AIM OF THE TASK :: Set down every entry again exactly as it stands below.

——

Issue #6464, opened 2019-11-05
Upgrade forPerformanceTest to "first class variant"


liuche:
### Why/User Benefit/User Problem
Performance tests must be run on builds that are as close as possible to release with the debuggable flag set.

The performance build variant was added because the debug variant does not have telemetry enabled (#6447 for enabling it). However, e.g. if we complete that issue, we may be able to remove the variant: let's investigate!

If we can't remove it, we should make sure it's treated as a proper build variant, e.g. by making code using it exhaustive.

### Impact
When making changes, the performance build variant is a special case and can be confusing, especially for non-performance engineers. For example, this may have caused a crash:

> it's because when we changed the build types we missed updating the build names somewhere else.
>
> (because the string was using old build variants)

That's `Config.channel`: https://github.com/mozilla-mobile/fenix/blob/master/app/src/main/java/org/mozilla/fenix/Config.kt#L40

### Acceptance Criteria (how do I know when I’m done?)
- Decide if the performance variant should be removed. Consider:
  - Should perf builds be minified/proguarded? If not, we may be able to use the debug variant
  - That non-Android perf eng should be able to easily make a build without modifying source code
- If we decide to remove it:
  - Ensure replacement variant is capable of doing perf runs
  - Remove perf variant
  - Provide instructions for perf eng to make a build without modifying source code (can be as simple as specifying a build variant in the readme)
- If we decide to keep it:
  - Ensure all uses of BuildConfig are exhaustive. See below for an example
  - Ensure [`Config.channel`](https://github.com/mozilla-mobile/fenix/blob/master/app/src/main/java/org/mozilla/fenix/Config.kt#L40) is exhaustive (i.e. perf is included and the `else` case is a crash).

---

Note: [this was the patch](https://github.com/mozilla-mobile/fenix/pull/6462/files) that fixed the issue.

mcomella:
I did an analysis into our build variants (https://github.com/mozilla-mobile/fenix/issues/6931) and we decided to keep `forPerformanceTest`: repurposing this bug to make it a first class variant. This includes:
- Disable StrictMode logging in forPerformanceTest builds
- Fix captured Exception for “invalid” variant forPerformanceTest (i.e. the issue described in comment 0)
- Investigate if further work is needed

mcomella:
Raising priority as a follow-up to my recommendations on build variants: https://github.com/mozilla-mobile/fenix/issues/6931

mcomella:
[...]

PR #7319, opened 2019-12-20
For #6464: make "forPerformanceTest" a "first class" variant

mcomella:
### Pull Request checklist

### After merge

1. click on Show All Checks,

### DIFF
--- a/app/src/main/java/org/mozilla/fenix/Config.kt
+++ b/app/src/main/java/org/mozilla/fenix/Config.kt
@@ -4,8 +4,6 @@
 
 package org.mozilla.fenix
 
-import io.sentry.Sentry
-
 enum class ReleaseChannel {
     FenixDebug, FenixNightly, FenixBeta, FenixProduction, FennecProduction;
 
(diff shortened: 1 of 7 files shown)


app/src/main/java/org/mozilla/fenix/Config.kt
```diff
@@ -47,10 +45,15 @@ object Config {
         "fenixNightly" -> ReleaseChannel.FenixNightly
         "debug" -> ReleaseChannel.FenixDebug
         "fennecProduction" -> ReleaseChannel.FennecProduction
+
+        // Builds for local performance analysis, recording benchmarks, automation, etc.
+        // This should be treated like a released channel because we want to test
+        // what users experience and there are performance-impacting changes in debug
+        // release channels (e.g. logging) that are never intended to be shipped.
+        "forPerformanceTest" -> ReleaseChannel.FenixProduction
+
```
hawkinsw: I actually am not sure what to think about this. I am debating whether this should be a separate enum value entirely. 

Obviously the performance test variant should mimic a released variant, but I am not sure that they should be equal. 

What do you think about making the performance variant a separate enum and then modifying the enum class's methods to take that into account when determining the values of isRelease() and isDebug() etc?

app/src/main/java/org/mozilla/fenix/Config.kt
```diff
@@ -47,10 +45,15 @@ object Config {
...
         else -> {
-            Sentry.capture("BuildConfig.BUILD_TYPE ${BuildConfig.BUILD_TYPE} did not match expected channels")
-            // Performance-test builds should test production behaviour
-            ReleaseChannel.FenixProduction
+            throw IllegalStateException("Unknown build type: ${BuildConfig.BUILD_TYPE}")
```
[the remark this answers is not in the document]
mcomella: Yes – I almost always prefer exhaustive matching. :)

app/src/main/java/org/mozilla/fenix/Config.kt
mcomella: I originally wrote it that way and decided not to because, if additional methods are added or someone checks `Config.channel` directly, they'd almost certainly not take into account the performance variant.

If we were to make it a separate enum value, I'd want to refactor the code such that `Config.channel` is not exposed so the only entry points are those `isReleaseOrDebug` wrapping functions and the `when` statements are exhaustive so devs will, by following convention, have to consider the `forPerformanceTest` builds.

I think I'd prefer that, tbh, but felt some resistance (from myself) towards doing the refactor – e.g. something I didn't understand or might take too long to do – but I can go back and do it if you'd like.

hawkinsw: I think that we should make it a separate enum value and do the refactor. However, I guess the expediency/easiness argument will win.

mcomella: I filed https://github.com/mozilla-mobile/fenix/issues/7416 for the follow-up, thanks.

——

SOLUTION TO THIS EXERCISE ::
Issue #6464, opened 2019-11-05
Upgrade forPerformanceTest to "first class variant"


liuche:
### Why/User Benefit/User Problem
Performance tests must be run on builds that are as close as possible to release with the debuggable flag set.

The performance build variant was added because the debug variant does not have telemetry enabled (#6447 for enabling it). However, e.g. if we complete that issue, we may be able to remove the variant: let's investigate!

If we can't remove it, we should make sure it's treated as a proper build variant, e.g. by making code using it exhaustive.

### Impact
When making changes, the performance build variant is a special case and can be confusing, especially for non-performance engineers. For example, this may have caused a crash:

> it's because when we changed the build types we missed updating the build names somewhere else.
>
> (because the string was using old build variants)

That's `Config.channel`: https://github.com/mozilla-mobile/fenix/blob/master/app/src/main/java/org/mozilla/fenix/Config.kt#L40

### Acceptance Criteria (how do I know when I’m done?)
- Decide if the performance variant should be removed. Consider:
  - Should perf builds be minified/proguarded? If not, we may be able to use the debug variant
  - That non-Android perf eng should be able to easily make a build without modifying source code
- If we decide to remove it:
  - Ensure replacement variant is capable of doing perf runs
  - Remove perf variant
  - Provide instructions for perf eng to make a build without modifying source code (can be as simple as specifying a build variant in the readme)
- If we decide to keep it:
  - Ensure all uses of BuildConfig are exhaustive. See below for an example
  - Ensure [`Config.channel`](https://github.com/mozilla-mobile/fenix/blob/master/app/src/main/java/org/mozilla/fenix/Config.kt#L40) is exhaustive (i.e. perf is included and the `else` case is a crash).

---

Note: [this was the patch](https://github.com/mozilla-mobile/fenix/pull/6462/files) that fixed the issue.

mcomella:
I did an analysis into our build variants (https://github.com/mozilla-mobile/fenix/issues/6931) and we decided to keep `forPerformanceTest`: repurposing this bug to make it a first class variant. This includes:
- Disable StrictMode logging in forPerformanceTest builds
- Fix captured Exception for “invalid” variant forPerformanceTest (i.e. the issue described in comment 0)
- Investigate if further work is needed

mcomella:
Raising priority as a follow-up to my recommendations on build variants: https://github.com/mozilla-mobile/fenix/issues/6931

mcomella:
[...]

PR #7319, opened 2019-12-20
For #6464: make "forPerformanceTest" a "first class" variant

mcomella:
### Pull Request checklist

### After merge

1. click on Show All Checks,

### DIFF
--- a/app/src/main/java/org/mozilla/fenix/Config.kt
+++ b/app/src/main/java/org/mozilla/fenix/Config.kt
@@ -4,8 +4,6 @@
 
 package org.mozilla.fenix
 
-import io.sentry.Sentry
-
 enum class ReleaseChannel {
     FenixDebug, FenixNightly, FenixBeta, FenixProduction, FennecProduction;
 
(diff shortened: 1 of 7 files shown)


app/src/main/java/org/mozilla/fenix/Config.kt
```diff
@@ -47,10 +45,15 @@ object Config {
         "fenixNightly" -> ReleaseChannel.FenixNightly
         "debug" -> ReleaseChannel.FenixDebug
         "fennecProduction" -> ReleaseChannel.FennecProduction
+
+        // Builds for local performance analysis, recording benchmarks, automation, etc.
+        // This should be treated like a released channel because we want to test
+        // what users experience and there are performance-impacting changes in debug
+        // release channels (e.g. logging) that are never intended to be shipped.
+        "forPerformanceTest" -> ReleaseChannel.FenixProduction
+
```
hawkinsw: I actually am not sure what to think about this. I am debating whether this should be a separate enum value entirely. 

Obviously the performance test variant should mimic a released variant, but I am not sure that they should be equal. 

What do you think about making the performance variant a separate enum and then modifying the enum class's methods to take that into account when determining the values of isRelease() and isDebug() etc?

app/src/main/java/org/mozilla/fenix/Config.kt
```diff
@@ -47,10 +45,15 @@ object Config {
...
         else -> {
-            Sentry.capture("BuildConfig.BUILD_TYPE ${BuildConfig.BUILD_TYPE} did not match expected channels")
-            // Performance-test builds should test production behaviour
-            ReleaseChannel.FenixProduction
+            throw IllegalStateException("Unknown build type: ${BuildConfig.BUILD_TYPE}")
```
[the remark this answers is not in the document]
mcomella: Yes – I almost always prefer exhaustive matching. :)

app/src/main/java/org/mozilla/fenix/Config.kt
mcomella: I originally wrote it that way and decided not to because, if additional methods are added or someone checks `Config.channel` directly, they'd almost certainly not take into account the performance variant.

If we were to make it a separate enum value, I'd want to refactor the code such that `Config.channel` is not exposed so the only entry points are those `isReleaseOrDebug` wrapping functions and the `when` statements are exhaustive so devs will, by following convention, have to consider the `forPerformanceTest` builds.

I think I'd prefer that, tbh, but felt some resistance (from myself) towards doing the refactor – e.g. something I didn't understand or might take too long to do – but I can go back and do it if you'd like.

hawkinsw: I think that we should make it a separate enum value and do the refactor. However, I guess the expediency/easiness argument will win.

mcomella: I filed https://github.com/mozilla-mobile/fenix/issues/7416 for the follow-up, thanks.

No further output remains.